Article ID | Journal | Published Year | Pages | File Type |
---|---|---|---|---|
440863 | Computer-Aided Design | 2011 | 10 Pages |
3D shape modeling is a crucial component of rapid prototyping systems that customize shapes of implants and prosthetic devices to a patient’s anatomy. In this paper, we present a solution to the problem of customized 3D shape modeling using a statistical shape analysis framework. We design a novel method to learn the relationship between two classes of shapes, which are related by certain operations or transformation. The two associated shape classes are represented in a lower dimensional manifold, and the reduced set of parameters obtained in this subspace is utilized in an estimation, which is exemplified by a multivariate regression in this paper. We demonstrate our method with a felicitous application to the estimation of customized hearing aid devices.

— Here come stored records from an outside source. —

PR #186, opened 2017-06-12
Add applyPatch test case for reference array

cpunion:
See https://github.com/mobxjs/mobx-state-tree/issues/185

### DIFF
--- a/test/reference.ts
+++ b/test/reference.ts
@@ -1,5 +1,5 @@
 import { reaction, autorun } from "mobx"
-import { types, getSnapshot, applySnapshot, unprotect, resolvePath, detach, resolveIdentifier, getRoot } from "../src"
+import { types, getSnapshot, applySnapshot, onPatch, applyPatch, unprotect, resolvePath, detach, resolveIdentifier, getRoot } from "../src"
 import { test } from "ava"
 
 test("it should support prefixed paths in maps", t => {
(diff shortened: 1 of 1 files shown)


test/reference.ts
```diff
@@ -610,4 +610,64 @@ test("References in recursive structures", t => {
...
+        hovers: types.array(types.reference(Item))
+    }, {
+        addObject(item) {
+            this.objects.put(item)
+        },
+        addHover(item) {
+            this.hovers.push(item)
+        },
+        removeHover(item) {
+            this.hovers = this.hovers.filter(i => i.id === item.id)
```
mweststrate: note: same as `this.hovers.remove(item)`

cpunion: For `removeHover`, should be `!==`, or use `remove`

mattiamanzati:
Ok, I think I got where the problem is, basically after the item is removed from the array, dehanceValues is called and calls getValue over the reference, that has'nt got yet an identifier cache.
We could have 2 solutions; one is to remove somehow that call, and the other one is make by default the actual type of reference(T) as T | null where null is when the reference is'nt resolvable due to being removed from the tree, etc..

cpunion:
Found another place, just called `applySnapshot`, the stack trace is:
```
The error was thrown at: 
    at ReferenceType.getValue
    at Node.getValue
    at Node.unbox
    at Array.map
    at ObservableArrayAdministration.dehanceValues
    at ObservableArrayAdministration.spliceWithArray
    at ObservableArray.replace
    at Node.pseudoAction
    at ArrayType.applySnapshot
    at executeAction
    at ArrayType.res
    at Node.applySnapshot
    at ArrayType.ComplexType.reconcile
    at ValueProperty.willChange
    at ObjectType.willChange
    at Array.<anonymous>
    at interceptChange
    at setPropertyValue
    at Project.set
    at ValueProperty.deserialize
    at Node.pseudoAction
    at ObjectType.applySnapshot
    at executeAction
    at ObjectType.res
    at Node.applySnapshot
    at applySnapshot
```

mattiamanzati:
@cpunion Thanks again for reporting and for your test! Can you please update this branch from master, and add an example fail case for applySnapshot as separate test? :)

Thanks again! :)

cpunion:
Sure, I will try. :)

cpunion:
Added a test case, and rebased on master.

mattiamanzati:
Nice! Seems to be fixed! Thanks for your help @cpunion! :)

cpunion:
Yeah! Thanks!

Please cut a release today, I was blocked. :)

PR #190, opened 2017-06-13
isMST is replaced by isStateTreeNode

ssured:


mattiamanzati:
You're right! Thanks for your PR! :D

PR #292, opened 2017-08-07
[Docs] Fix some wrong code blocks

caesarsol:
Were in wrong markdown syntax


caesarsol:
Did not realize these docs were generated from source... :(

PR #295, opened 2017-08-10
Update README.md

homura:
make types.late example correct


mattiamanzati:
Thanks for your time and PR! :D

PR #306, opened 2017-08-17
Various Object cleanups

mattiamanzati:
- [X] deprecate ValueProperty
- [X] optimization: persist properties names in array to iterate easily
- [X] added check for views return
- [X] object will no longer initialize undefinedType under the hood
- [X] Node snapshot reaction will initialize after node is finalized
- [X] Added package manager lock files to ignore list


mweststrate:
can you remove package-lock and stick to `yarn` for now? we shouldn't be using both I think

mattiamanzati:
Done&Done! :)
I've added them to the ignore list, so they wont bother anymore in the future :)

.gitignore
```diff
@@ -5,4 +5,6 @@ dist
 test-lib
 coverage
 .nyc_output
-.idea
\ No newline at end of file
+.idea
+yarn.lock
```
mweststrate: yarn.lock should *not* be in git ignore. Assuming we pick yarn for now as primarly way to maintain the repo

src/core/node.ts
```diff
@@ -31,15 +31,19 @@ export class Node {
...
-        storedValue: any
+        initialValue: any,
+        createNewInstance: (initialValue: any) => any = identity,
+        finalizeNewInstance: (node: Node, initialValue: any) => void = noop
     ) {
         this.type = type
         this._parent = parent
         this.subpath = subpath
-        this.storedValue = storedValue
+        this.storedValue = createNewInstance(initialValue)
```
mweststrate: @mattiamanzati did you see this comment?

src/types/complex-types/object.ts
```diff
@@ -312,28 +350,26 @@ export class ObjectType<S, T> extends ComplexType<S, T> implements IModelType<S,
...
 
-    private forAllProps(fn: (o: Property) => void) {
-        // optimization: persists keys or loop more efficiently
-        Object.keys(this.parsedProperties).forEach(key => fn(this.parsedProperties[key]))
+    private forAllProps(fn: (name: string, type: IType<any, any>) => void) {
+        this.propertiesNames.forEach(key => fn(key, this.properties[key]))
     }
 
     describe() {
         // TODO: make proptypes responsible
```
mweststrate: this todo can be removed

src/core/node.ts
mattiamanzati: @mweststrate Just seen :)
Btw it does'nt matter the order because afaik and if you watch the old code, createNewInstance is called before node creation, so has not any concern about environment theorically.

Swapped anyway to make code more readable!

PR #328, opened 2017-08-23
dev-mode only checks

### LINKED ISSUE #275: Type refinement not checked on action (but checked on applySnapshot)
Hi everybody :)

## Summary
We have some weird behaviour about `identifier` checking : 
 - it works well with `applySnapshot`
 - it seems bypassed with an action.

## Context
We have this helper to declare identifiers :
```es6
export default (name: string) => types.identifier(
  types.refinement(
    'id',
    types.string, identifier => identifier.indexOf(`${name}_`) === 0,
  ),
)
```

We have this model (Author): 
```es6
import { types } from 'mobx-state-tree'
import { getIdType } from './helpers'

const name: string = 'Author'

export default types.model(
  name,
  {
    id: getIdType(name),
    name: types.string,
    image: 'https://cdn.pixabay.com/photo/2016/11/18/23/38/child-1837375_1280.png',
  },
)
```

## Error
Using an action to set our store: the `Author` identifier is not checked. 😢 
Using `applySnapshot`: the `Author` identifier is checked. 👍 

----

## With an action
image

## With `applySnapshot`
PR: https://github.com/fabienjuif/gni-mst/pull/4/files
```es6
`AnonymousModel`:
at path "/recipes/0/author/id" value `"char_1"` is not assignable to type: `identifier(id)`, expected an instance of `identifier(id)` or a snapshot like `identifier(id)` instead.
```

## With `applySnapshot` fix
PR: https://github.com/fabienjuif/gni-mst/pull/5/files
image

mattiamanzati:
- [X] introduce checks for all the top-level types definitions
- [x] introduce checks for all top-level MST utility functions
- [X] run type-checks only in dev-mode
- [X] fixed #275 

cc @mweststrate

### DIFF
--- a/README.md
+++ b/README.md
@@ -792,6 +792,10 @@ A _disposer_ is a function that cancels the effect it was created for.
 
 # Tips
 
+### Building with production environment
+
+MobX-state-tree provides a lot of dev-only checks. They checks the correctness of function calls and perform runtime type-checks over your models. It is recommended to disable them in production builds. To do so, you should use webpack's DefinePlugin to set environment as production and remove them. More information could be found in the [official webpack guides](https://webpack.js.org/plugins/environment-plugin/#usage).
+
 ### `optionals` and default value functions
 
 `types.optional` can take an optional function parameter which will be invoked each time a default value is needed. This is useful to generate timestamps, identifiers or even complex objects, for example:
--- a/changelog.md
+++ b/changelog.md
@@ -1,3 +1,7 @@
+# next
+
+* Added dev-only checks, typecheck will be performed only in dev-mode and top-level API-calls will be checked.
+
 # 0.10.2
 
 * Object model instances no longer share a prototype.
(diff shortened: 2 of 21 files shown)


mweststrate:
Impressive! Is the goal:

1. smaller prod builds?
2. runtime perfromance?
3. both :)?

Also, could `process.env.NODE_ENV !== "production"` be rewritten to some `const isProduction` in `utils`, or would that kill the minification?

mattiamanzati:
Main goal is DX, I discovered through user issues that the lack of call checks resulted in weird issue when the user make mistakes. This aims to make the DX better by throwing whenever something is calling not in the correct way! :)
Some checks have been moved to be dev-only, so yeah, will definetely result in smaller build for production :)
I need to re-check that, slept on it and figured out why the first time i've done that it did'nt worked out.

mattiamanzati:
Nope, tried out declaring a global __DEV__, but ends up not being removed in prod build :/

mattiamanzati:
@mweststrate Can I merge this or do you prefer to first merge your others PR and then merge this since this may break the other PRs? :)

mweststrate:
LGTM, feel free to merge. But I think the readme might give some attention how to set it up properly :) (at least for webpack builds, which is probably the most common)

mattiamanzati:
Added to the readme on the tips section, if build passes, I'll merge to master :)

PR #332, opened 2017-08-24
WIP introduce `invariant` / `getSelf`

mweststrate:


src/core/action.ts
```diff
@@ -28,6 +28,14 @@ export type IMiddleWareEvent = {
 let nextActionId = 1
 let currentActionContext: IMiddleWareEvent | null = null
 
+export function getSelf(): IStateTreeNode {
+    if (!currentActionContext || !currentActionContext.context)
```
mweststrate: initializer functions (`.views` / `.actions`) don't create an action context. How do we make them return the correct self?

mattiamanzati: What about renaming currentActionContext to currentExecutionContext and add a field that tells if it is in view, action, and in the future, task execution?

mweststrate:
Closing, I think it becomes to obscure for now and it is not really needed

PR #345, opened 2017-08-31
docs: dedupe headers

aretecode:


mweststrate:
`API.md` get's generated from the source code (see `npm run build-docs`). So this PR won't fix it. Didn't figure out yet where those empty headers are coming from though. There don't seem to be superfluous JSDoc comments in the code that are responsible for this. It might be an issue with the processing of the `@alias` tags.

PR #349, opened 2017-09-01
Fix references of enum -> enumeration

NgoKnows:
There were a few places where `enum` was being used instead of `enumeration`.


mattiamanzati:
Thanks for your effort! :)

PR #380, opened 2017-09-13
fixing incomplete types.identifier() call and default value for maps

the-noob:
` id: types.identifier,` throws
> Error: [mobx-state-tree] Functions are not supported as properties, use views instead

`const s = TodoStore.create({ todos: [] })` throws

> [mobx-state-tree] Error while converting `{"todos":[]}` to `AnonymousModel`:
> at path "/todos" snapshot `[]` is not assignable to type: `map<string, Todo>` (Value is not a plain object), expected an instance of `map<string, Todo>` or a snapshot like `Map<string, { id: identifier(string); task: string }>` instead.


mattiamanzati:
Good catch! Thanks a lot!

PR #384, opened 2017-09-15
[ready to merge] New array reconciler algo

mattiamanzati:
This is a new algo for the array reconciler.
Instead of performing 3/4 for loops through all the nodes, it will instead perform all the steps of reconciling in one pass.
The algo will try to do its best job and also supports reconciling based on snapshot reference identity.
If you pick the snapshot of an array element without identifier and move it along the array, this algo will identify it by checking if oldNode.snapshot === newValue.
This means that if you move around snapshot of array elements with nodes without identifiers, it will reuse the existing node for that snapshot.
This could open for new ways of managing arrays of !isStateTreeNode() elements that should be less memory-stressfull as it would reuse existing nodes instead of dropping and recreating them.

### DIFF
--- a/src/types/complex-types/array.ts
+++ b/src/types/complex-types/array.ts
@@ -18,7 +18,7 @@ import {
     isStateTreeNode,
     IStateTreeNode
 } from "../../core"
-import { addHiddenFinalProp, fail, isMutable, isArray } from "../../utils"
+import { addHiddenFinalProp, fail, isMutable, isArray, isPlainObject } from "../../utils"
 import { ComplexType, IComplexType, IType } from "../type"
 import { TypeFlags, isType } from "../type-flags"
 import {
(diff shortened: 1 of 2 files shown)


src/types/complex-types/array.ts
```diff
@@ -250,85 +250,116 @@ function reconcileArrayChildren<T>(
...
+        } else if (areSame(oldNode, newValue)) {
+            oldNodes[i] = valueAsNode(childType, parent, "" + newPaths[i], newValue, oldNode)
+            // nothing to do, try to reorder
         } else {
-            // create a fresh MST node
-            res[index] = childType.instantiate(parent, subPath, undefined, newValue)
+            oldMatch = undefined
+
+            // find a possible candidate to reuse
+            for (let j = i; j < oldNodes.length; j++) {
```
mweststrate: Note that this makes the reconciliation basically O(N)^2. For that reason there was in the original implementation a map of old instances build first (so performance is ~ O(N)). I think that could still be done in the new setup? Create a map `identifier => { target, stillAvailable }` ?

mattiamanzati: Uhm, I am not good at this kind of things so I may be totally wrong :)
Was'nt also the old one O(N)^2 because findReconciliationCandidate would loop through all unused array items with an identifier (for lett attr in oldNodesBy etc...), with decreasing amount of loops each step the old nodes get used up.
I think here's basically the same thing, findReconciliationCandidate is mostly equal to node loop + areSame?

PR #388, opened 2017-09-16
fix changelog import path

aretecode:


mattiamanzati:
Good catch!
Thanks for your time! ;)

PR #1152, opened 2019-01-25
Refactor of the internal type system

xaviergonz:
This is like the refactor that was made for the external typescript types, but this time for the internals of the project without touching the externals.

Maybe I got some types wrong, but it should be a first improvement.

### DIFF
--- a/packages/mobx-state-tree/__tests__/core/custom-type.test.ts
+++ b/packages/mobx-state-tree/__tests__/core/custom-type.test.ts
@@ -37,7 +37,7 @@ class Decimal {
         toSnapshot(value: Decimal) {
             return value.toString()
         },
-        isTargetType(value: string | Decimal): boolean {
+        isTargetType(value: string | Decimal): value is Decimal {
             return value instanceof Decimal
         },
         getValidationMessage(value: string): string {
@@ -120,7 +120,7 @@ class Decimal {
         toSnapshot(value: Decimal) {
             return [value.number, value.fraction]
         },
-        isTargetType(value: [number, number] | Decimal): boolean {
+        isTargetType(value: [number, number] | Decimal): value is Decimal {
             return value instanceof Decimal
         },
         getValidationMessage(value: [number, number]): string {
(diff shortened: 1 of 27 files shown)


xaviergonz:
Thanks for looking at it!
`$treenode` can be made internal for sure, since the actual shape of the `IStateTreeNode` interface really relies on `!!types`, so I'll hide it :)

The other stuff used for typings (usually stuff that starts with `!!`) cannot be made internal, since typescript relies on the shape of the interface rather than the interface name to assert if something is of a given interface "type" or not.

This is why:
```ts
interface A { x: number }
interface B { x: number; }
type Test = B extends A ? true : false; // this is true
```

Once (if ever) they add support for nominal typings (https://github.com/Microsoft/TypeScript/issues/202) it should be possible to remove all that fake stuff.

About is/validate/describe, I remember when making stuff internal that I made it internal but @mweststrate said that they could be kept public since they are useful, so it was kept that way. I guess adding docs is the way to go there.

mweststrate:
Sorry for the late review. Really awesome stuff @xaviergonz ! Neat trick with the unique symbols.

Yeah, we definitely need nominal types on some of this stuff :D. 

P.s. I think it is possible to configure in .gitattributes that diffs on those generated md files are not shown in the future (like binaries). I'll look it up if not familiar with it. 

One question: what does the `this["N"]` and such represent / how does that work?

xaviergonz:
> P.s. I think it is possible to configure in .gitattributes that diffs on those generated md files are not shown in the future (like binaries). I'll look it up if not familiar with it.

I just created a PR with 
```
/API/**/* -diff -merge
```
not sure if that's how it works though

> One question: what does the this["N"] and such represent / how does that work?

It is a trick to avoid having to redeclare the node type in every complex/scalar type. Some kind of "type alias" inside a class (which is not supported)

First I was trying something like
```
export class CustomType<C, S, T, N extends ScalarNode<S, T> = any> extends Type<C, S, T, N> {
```
But that got super annoying and repetitive, so instead I added to BaseType
```
export abstract class BaseType<C, S, T, N extends BaseNode<C, S, T>>
    implements IType<C, S, T & IStateTreeNode<C, S>> {

    // these are just to make inner types available to inherited classes
    readonly C!: C
    readonly S!: S
    readonly T!: T
    readonly N!: N
```

And that way derived classes can just use this["N"] to refer the node type without having to have it all the time in the template part

PR #1153, opened 2019-01-26
Fix broken link in API docs

lostfictions:
The link in `addMiddleware` towards [the middleware doc](https://github.com/mobxjs/mobx-state-tree/blob/master/docs/middleware.md) was broken. This PR fixes it!

### DIFF
--- a/docs/API/README.md
+++ b/docs/API/README.md
@@ -602,7 +602,7 @@ ___
 
 Middleware can be used to intercept any action is invoked on the subtree where it is attached. If a tree is protected (by default), this means that any mutation of the tree will pass through your middleware.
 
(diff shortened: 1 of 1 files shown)


xaviergonz:
Thanks! However that file is autogenerated from a bunch of files (in this case the link comes from https://github.com/mobxjs/mobx-state-tree/blob/66761a3a45c33825297e996e3ff5e88b512d00c0/packages/mobx-state-tree/src/core/action.ts), so to fix it it has to be changed there and then the build-docs command has to be run

xaviergonz:
Did that myself, but thanks for pointing it out! Should be fixed now.

PR #1154, opened 2019-01-26
Fix typos in middleware.md and point to updated CodeSandbox example

lostfictions:
Fixes some small typos in middleware.md. I also noticed the CodeSandbox example provided didn't actually seem to be working -- the middleware that intercepted calls and changed the arguments didn't actually modify the final state. Updating the dependencies seemed to fix it; I also tweaked the example a little bit to try to illustrate the flow of middleware better (eg. logging both before and after calling `next()`).


xaviergonz:
thanks!

PR #1158, opened 2019-01-30
Gitattributes for generated api docs

xaviergonz:


xaviergonz:
@mweststrate is this the right way to do gitattributes?

xaviergonz:
I added .gitattributes to docs in master to see if it would work with this
```
/API/**/* -diff -merge
```
but it seems the PR still shows the changes...

mweststrate:
Fixed! Merging

PR #1165, opened 2019-02-03
More refactors for inner typings, added types.snapshotProcessor

### LINKED ISSUE #947: Feature - types.snapshotProcessor(subModel, { preProcessor, postProcessor})

xaviergonz:
Closes #947 

* Adds/fixes more internal types
* Adds types.snapshotProcessor

`types.snapshotProcessor(type, processors, name?)` runs a pre snapshot / post snapshot processor before/after serializing a given type. Example:
```ts
    const Todo1 = types.model({ text: types.string })
    // in the backend the text type must be null when empty
    interface BackendTodo {
        text: string | null
    }
    const Todo2 = types.snapshotProcessor(Todo1, {
        // from snapshot to instance
        preProcessor(sn: BackendTodo) {
            return {
                text: sn.text || "";
            }
        },
        // from instance to snapshot
        postProcessor(sn): BackendTodo {
            return {
                text: !sn.text ? null : sn.text
            }
        }
    })
```
In the next major version preProcessSnapshot / postProcessSnapshot in model can be deprecated in favor of this one, which works for all kind of types.

Also once deprecated, the "applyProcessor" optional argument of getSnapshot should be removed as well, since anyway it is confusing since it only works when it is applied over a snapshot of a model with processors directly, but not with any inner models/types. The alternative to such parameter is just using getSnapshot over the model itself before it is wrapped inside types.snapshotProcessor


xaviergonz:
Btw, I know that name at the end breaks how usually mst puts optional names at the beginning, but those are just a pain to type, having to have 3 type definitions just because of it (one with name, another without name, then the base one)

README.md
```diff
@@ -290,7 +290,8 @@ For that reason a comma between each member of a model is mandatory, unlike clas
 -   `.props(props)` produces a new type, based on the current one, and adds / overrides the specified properties
 -   `.actions(self => object literal with actions)` produces a new type, based on the current one, and adds / overrides the specified actions
 -   `.views(self => object literal with view functions)` produces a new type, based on the current one, and adds / overrides the specified view functions
--   `.preProcessSnapshot(snapshot => snapshot)` can be used to pre-process the raw JSON before instantiating a new model. See [Lifecycle hooks](#lifecycle-hooks-for-typesmodel)
+-   `.preProcessSnapshot(snapshot => snapshot)` (deprecated in favor of `types.snapshotProcessor`) can be used to pre-process the raw JSON before instantiating a new model. See [Lifecycle hooks](#lifecycle-hooks-for-typesmodel)
```
mweststrate: If it simplifies code, I am pro bringing out a next major quickly. But it is nice to add in a minor first to see whether there are cases we can't handle

packages/mobx-state-tree/src/types/complex-types/map.ts
```diff
@@ -393,17 +392,19 @@ export class MapType<IT extends IAnyType> extends ComplexType<
...
         const currentKeys: { [key: string]: boolean } = {}
         Array.from(target.keys()).forEach(key => {
             currentKeys[key] = false
         })
-        // Don't use target.replace, as it will throw all existing items first
-        for (let key in snapshot) {
-            target.set(key, snapshot[key] as any)
-            currentKeys["" + key] = true
+        if (snapshot) {
+            // Don't use target.replace, as it will throw all existing items first
```
mweststrate: throw away ?

packages/mobx-state-tree/src/types/utility-types/late.ts
```diff
@@ -87,6 +89,11 @@ export class Late<C, S, T> extends Type<C, S, T, false> {
         const t = this.getSubType(false)
         return t ? t.isAssignableFrom(type) : false
     }
+
+    getSubTypes() {
+        const subtype = this.getSubType(false)
+        return subtype ? subtype : "cannotDetermine"
```
mweststrate: NIT: use a constant? (also on the previous locations)

packages/mobx-state-tree/src/types/utility-types/snapshotProcessor.ts
```diff
@@ -0,0 +1,210 @@
...
+    }
+
+    reconcile(current: this["N"], newValue: this["C"] | this["T"]): this["N"] {
+        const node = this._subtype.reconcile(
+            current,
+            isStateTreeNode(newValue) ? newValue : this.preProcessSnapshot(newValue)
+        )
+        if (node !== current) {
+            const oldGetSnapshot = node.getSnapshot
+            node.getSnapshot = () => {
```
mweststrate: I can imagine there is a quite unlikely edge case to run into, suppose you have

```ts
const Store = types.model({
  a: types.array(types.snapshotPreprocessor(Task)),
  b: types.array(Task)
})
```

What would happen if a Task is moved from `a` to `b` and vice versa? Since the nodes stay alive, the `getSnapshot` override is not (un)done, correct? Or is it forbidden anyway because `Task` is not assignable to `snapshotProcessor(Task)`?

README.md
xaviergonz: sounds good, anyway this PR doesn't remove the old hooks (which I guess brings the eternal question, is something deprecated after it is no longer available or before? :) )

packages/mobx-state-tree/src/types/complex-types/map.ts
xaviergonz: fixed

packages/mobx-state-tree/src/types/utility-types/late.ts
xaviergonz: fixed

README.md
xaviergonz: renamed the wording so it is alternatively instead of deprecated

packages/mobx-state-tree/src/types/utility-types/snapshotProcessor.ts
xaviergonz: you mean with an actual processor that does something or with no processors at all? I can create a unit test to see what would happen.
What is the wanted behavior when a) the snapshot processor does some change and b) when it doesn't?

xaviergonz: @mweststrate I see now what you mean. Added unit tests and disallowed assignations unless they are of the exact same "snapshot processor" type.

Had to do it in a kind of "hackish" way, but it works.

That method could also be applied to optionals in case optionals should not be assignable to non-optionals (or vice versa)

PR #1175, opened 2019-02-08
fix detaching killing nodes

### LINKED ISSUE #1173: Detaching an array eliminates all of it's children
**_Bug report_**

```detach```'ing array from ```model``` effectively eliminates all the children
```js
const Model = types.model(items: types.array(SomeModel));
const model = Model.create(items: [{}, {}, {}, ...])
const detachedItems = detach(model.items);
detachedItems[0] // is undefined
model.items = detachedItems // does nothing, as there are no items
```

[Reproduction](https://codesandbox.io/s/3v530zoz76)

Whole array with it's contents whould be detached, so it can be reused later on.

The array is detached and preserved, but it looses own content making its quite useless.

xaviergonz:
Fixes #1173


packages/mobx-state-tree/src/core/node/object-node.ts
```diff
@@ -453,12 +453,17 @@ export class ObjectNode<C, S, T> extends BaseNode<C, S, T> {
...
 
-        this.environment = this.root.environment // make backup of environment
-        this.identifierCache = this.root.identifierCache!.splitCache(this)
-        this.parent!.removeChild(this.subpath)
-        this.baseSetParent(null, "")
+        const newEnv = this.root.environment
+        const newIdCache = this.root.identifierCache!.splitCache(this)
 
-        this.state = NodeLifeCycle.FINALIZED
+        try {
```
k-g-a: Just wonder, why did it become a try/catch?

xaviergonz: To recover properly in case the conversion to undefined upon detaching fails because it's not valid

xaviergonz: It will rethrow the error anyway, but at least it won't leave the node in an inconsistent state

PR #1178, opened 2019-02-11
getValue small refactor

xaviergonz:
A small refactor around getValue, moving its main implementation to the simple/complex type implementation rather than to the single types themselves

Also fixes a possible issue where createObservableInstanceIfNeeded was not getting called for any complex types other than model

### DIFF
--- a/packages/mobx-state-tree/src/core/node/BaseNode.ts
+++ b/packages/mobx-state-tree/src/core/node/BaseNode.ts
@@ -5,7 +5,9 @@ import {
     escapeJsonPath,
     EventHandlers,
     IAnyType,
-    IDisposer
+    IDisposer,
+    SimpleType,
+    ComplexType
 } from "../../internal"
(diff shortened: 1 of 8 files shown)


mweststrate:
Just curious, would this speed things up?

xaviergonz:
I doubt it will speeds things up, it was just to tidy things up a bit.
What could maybe speed things up however is moving all node methods to plain functions and their data to plain objects. But just in theory.

mweststrate:
Yeah tried that a few times before, but the impact was usually at best
equal. Classes (constructor functions) create inner classes which optimize
very well on current engines

xaviergonz:
@mweststrate same, I made a speedup branch (https://github.com/mobxjs/mobx-state-tree/tree/speedup-node) that used plain objects + plain functions and it performed the same or even a bit worse while making the code uglier

PR #1188, opened 2019-02-20
add optionalNull type

xaviergonz:
Basically like the types.optional type, except that it transforms null into a default value rather than undefined.
That way it should be easier for people to transform their nulls from backend into default values.


packages/mobx-state-tree/src/core/node/BaseNode.ts
```diff
@@ -43,9 +43,7 @@ export abstract class BaseNode<C, S, T> {
 
     storedValue!: any // usually the same type as the value, but not always (such as with references)
     get value(): T {
-        return (this.type as SimpleType<any, any, any> | ComplexType<any, any, any>).getValue(
-            this as any
-        )
+        return (this.type as any).getValue(this)
```
xaviergonz: had to change this since the docs tool uses an older TS version that didn't understand this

Research highlights► From a reference input anatomical shape, a target output anatomical shape customized to a person is estimated by relating the two shape classes on a low dimensional linear manifold by a transform obtained through a multivariate regression. ► In a specic application, a hearing aid shape is automatically estimated from a patient’s raw ear impression using the constructed transform. ► Further refinement of the shape is achieved using an auxiliary shape class, which is obtained from the difference of the input and output shapes. ► A hybrid solution that includes interactions to modify the estimated cutting planes can be provided as an additional flexibility of the proposed framework, which contains separable components.